Gentoo Base System version 1.12.0_pre13

dev-lang/python:     2.3.5-r2, 2.4.2

sys-apps/sandbox:    1.2.17

sys-devel/autoconf:  2.13, 2.59-r7

sys-devel/automake:  1.4_p6, 1.5, 1.6.3, 1.7.9-r1, 1.8.5-r3, 1.9.6-r1

sys-devel/binutils:  2.16.1-r1

sys-devel/libtool:   1.5.22

virtual/os-headers:  2.6.11-r3

ACCEPT_KEYWORDS="x86 ~x86"

AUTOCLEAN="yes"

CBUILD="i686-pc-linux-gnu"

CFLAGS="-march=i686 -O2 -pipe"

CHOST="i686-pc-linux-gnu"

CONFIG_PROTECT="/etc /usr/kde/2/share/config /usr/kde/3.4/env /usr/kde/3.4/share/config /usr/kde/3.4/shutdown /usr/kde/3.5/env /usr/kde/3.5/share/config /usr/kde/3.5/shutdown /usr/kde/3/share/config /usr/lib/X11/xkb /usr/lib/mozilla/defaults/pref /usr/share/config /var/qmail/control"

CONFIG_PROTECT_MASK="/etc/gconf /etc/splash /etc/terminfo /etc/env.d"

CXXFLAGS="-march=i686 -O2 -pipe"

DISTDIR="/usr/portage/distfiles"

FEATURES="autoconfig ccache distlocks sandbox sfperms strict userpriv usersandbox"

GENTOO_MIRRORS=" #http://pandemonium.tiscali.de/pub/gentoo/ http://gentoo.mirrors.easynews.com/linux/gentoo/ http://distfiles.gentoo.org http://www.ibiblio.org/pub/Linux/distributions/gentoo"

MAKEOPTS="-j2"

PKGDIR="/usr/portage/packages"

PORTAGE_TMPDIR="/var/tmp"

PORTDIR="/usr/portage"

PORTDIR_OVERLAY="/usr/local/overlay"

SYNC="rsync://rsync.europe.gentoo.org/gentoo-portage"

USE="x86 X acl aim alsa apm arts audiofile avi bash-completition berkdb bitmap-fonts bluetooth bmp bzip2 cdb cdinstall cdr crypt dbus dcpi dlload dvd dvdr eds emacs emboss encode exif expat fam ffmpeg foomaticdb fortran ftp gdbm gif glut gmp gpm gstreamer gtk2 hal idn ieee80211 imlib ipv6 ivman java jpeg kde lcms libg++ libwww lua mad mikmod mmx mng motif mozilla mp3 mpeg ncurses nls ogg oggvorbis opengl pam pcmcia pcre pdflib perl php png python qt quicktime readline sdl smartcard spell ssl symlink tcpd tiff truetype truetype-fonts type1-fonts udev unicode usb vorbis win32codecs xine xml2 xmms xpm xv xvid yahoo zlib elibc_glibc kernel_linux userland_GNU"

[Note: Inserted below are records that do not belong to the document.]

Issue #405, opened 2024-08-03
Suggestion  a denote-keyword-append function.


MirkoHernandez:
I recently updated to denote 3 and I'm not getting used to the new` denote-keyword-add `behavior . I understand that it is much faster for adding and removing multiple keywords, but it is less reliable (a typing error can remove or rename a previous keyword).

And there are also problems with some other packages. I'm using citar-denote and the `citar-denote-add-citekey` command is broken since it can't append a keyword now, It calls `denote-keyword-add` with the intention of appending a keyword.

Providing an append function  would trivially allow backward compatibility with other packages. Checking the denote version would allow anyone to set the proper  function for appending keywords.

MirkoHernandez:
I had some trouble creating an append (and remove)  function similar to the previous `denote-keywords-add`.
I'm not sure how to easily tell denote to use the current values, is there a way to do this ?, I could not find a way searching the denote 3 code, I had to manually fetch and pass the values. 

``` emacs-lisp
(defun denote-keywords-append (&optional keywords)
  (interactive)
  (let* ((file (denote--rename-dired-file-or-current-file-or-prompt))
	 (denote-prompts '())
	 (cur-values (denote--rename-get-file-info-from-prompts-or-existing file))
	 (cur-title (cl-first cur-values))
	 (cur-keywords (cl-second cur-values))
	 (cur-signature (cl-third cur-values))
	 (new-keywords (seq-uniq (append cur-keywords
					 (or keywords (denote-keywords-prompt))))))
    (funcall-interactively 'denote-rename-file
			   file 
			   cur-title 
			   new-keywords
			   cur-signature
			   nil)))

```

protesilaos:
> From: Mirko Hernández ***@***.***>
> Date: Sat,  3 Aug 2024 13:34:05 -0700
>
> I recently updated to denote 3 and I'm not getting used to the new`
> denote-keyword-add `behavior . I understand that it is much faster for
> adding and removing multiple keywords, but it is less reliable (a
> typing error can remove or rename a previous keyword).

A typing error is indeed a concern, though this is true for all
functions we provide.

> And there are also problems with some other packages. I'm using
> citar-denote and the `citar-denote-add-citekey` command is broken
> since it can't append a keyword now, It calls `denote-keyword-add`
> with the intention of appending a keyword.

Oh, this is undesirable! I believe our old commands were declared as
"interactive-only", though I think the byte compiler does not actually
complain where such functions are used in Lisp.

[...]

PR #429, opened 2024-09-08
Make denote-rename-file parameters non-optional

jeanphilippegg:
This does not affect the interactive `denote-rename-file`.

When called from lisp, one may believe that `(denote-rename-file
"some-file.org" "new-title")` will only rename the title. However, it also removes keywords and signature.

It may be confusing (see for example #405) to have them optional. I think it is better to make them mandatory for this reason.

### DIFF
--- a/README.org
+++ b/README.org
@@ -1490,9 +1490,14 @@ separated by a comma, else the ~crm-separator~).
 For all prompts, the ~denote-rename-file~ interprets an empty input as
 an instruction to remove that file name component. For example, if a
 =TITLE= prompt is available and =FILE= is =20240211T093531--some-title__keyword1.org=
-then it renames =FILE= to =20240211T093531__keyword1.org=. If a file
-name component is present, but there is no entry for it in
-~denote-prompts~, keep it as-is.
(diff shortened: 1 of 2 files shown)


jeanphilippegg:
I just pushed a change as per the suggestion of MirkoHernandez in #405. You may want to give him credit for the idea in the manual.

`denote--rename-file` now accepts a `keep-current` symbol for its parameters. It should make it easier to use `denote-rename-file` from lisp by package authors and users that need it.

protesilaos:
Merged, thank you!

jeanphilippegg:
You're welcome!

I did not mention Mirko Hernandez in the commit messages, but I see that he is already acknowledged in the manual. Thanks to him for the idea in #405!

protesilaos:
> Date: Mon,  9 Sep 2024 17:00:13 -0700
>
> You're welcome!
>
> I did not mention Mirko Hernandez in the commit messages, but I see
> that he is already acknowledged in the manual. Thanks to him for the
> idea in #405!

Yes, he is there already. I will take a note to mention this in the
release notes.

-- 
Protesilaos Stavrou
https://protesilaos.com

PR #443, opened 2024-09-20
add `denote-journal-extra-path-to-new-or-existing-entry'

### LINKED ISSUE #442: function to get the path of a journal file
I wrote a small function to refile a task to a journal note. To do that, I needed to obtain the path to the note, create it if necessary, or choose one if there are several. Luckily for me, `denote-journal-extras-new-or-existing-entry` does all that, so here is what I wrote:
```emacs-lisp
(defun get-today-journal-file (&optional date)
  (save-window-excursion
    (denote-journal-extras-new-or-existing-entry date)
    (buffer-file-name)))
```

Unset:  ASFLAGS, CTARGET, LANG, LC_ALL, LDFLAGS, LINGUAS

I would really appreciate any help because I dont understand why it stopped working.  :Confused: 

----------

## de-fiese-moeps

Ok solved it somehow...

Now it seems to work correctly again was a misscofigurated .config and some small problems with the speedstep module- built it in the kernel now and i've got all I want...

Thx 4 reading anyway.

----------

## AnubisTheKing

Can you please be a little bit mor precise? Untill now i used the gnome aplet for cpufrequency scaling. But now i want to try cpufreqd and i got the same error as you. The deamon is running and scaling my cpu frequency according to the rules i set, but it would be fine to be able to set the deamon to manua mode sometimes. But everytime i use cpufeqd-get or cpufreqd-set i got "no cpufreqd socket found". As the scaling is funktion properly i think it has nothing to do with my kernel. So did you change anything else to get it run?

AnubisTheKing

----------

## de-fiese-moeps

Well, to be honest cpufreqd isn't working on my Laptop  :Embarassed: , but I used the /etc/acpi/actions/pmg_switch_runlevel.sh script for changing my Frequency with cpufreq-set, depending on the runlevel I use. And with the ondemand, userspace or conservative govenors my Frequency is manged aswell. Not far as good as with cpufreqd. But still with a acceptable result. My cpufreqd isnt starting, behaving as mentioned in the first post. What a pitty that some days before my fan stopped working, thats why I'm using lowest frequency atm.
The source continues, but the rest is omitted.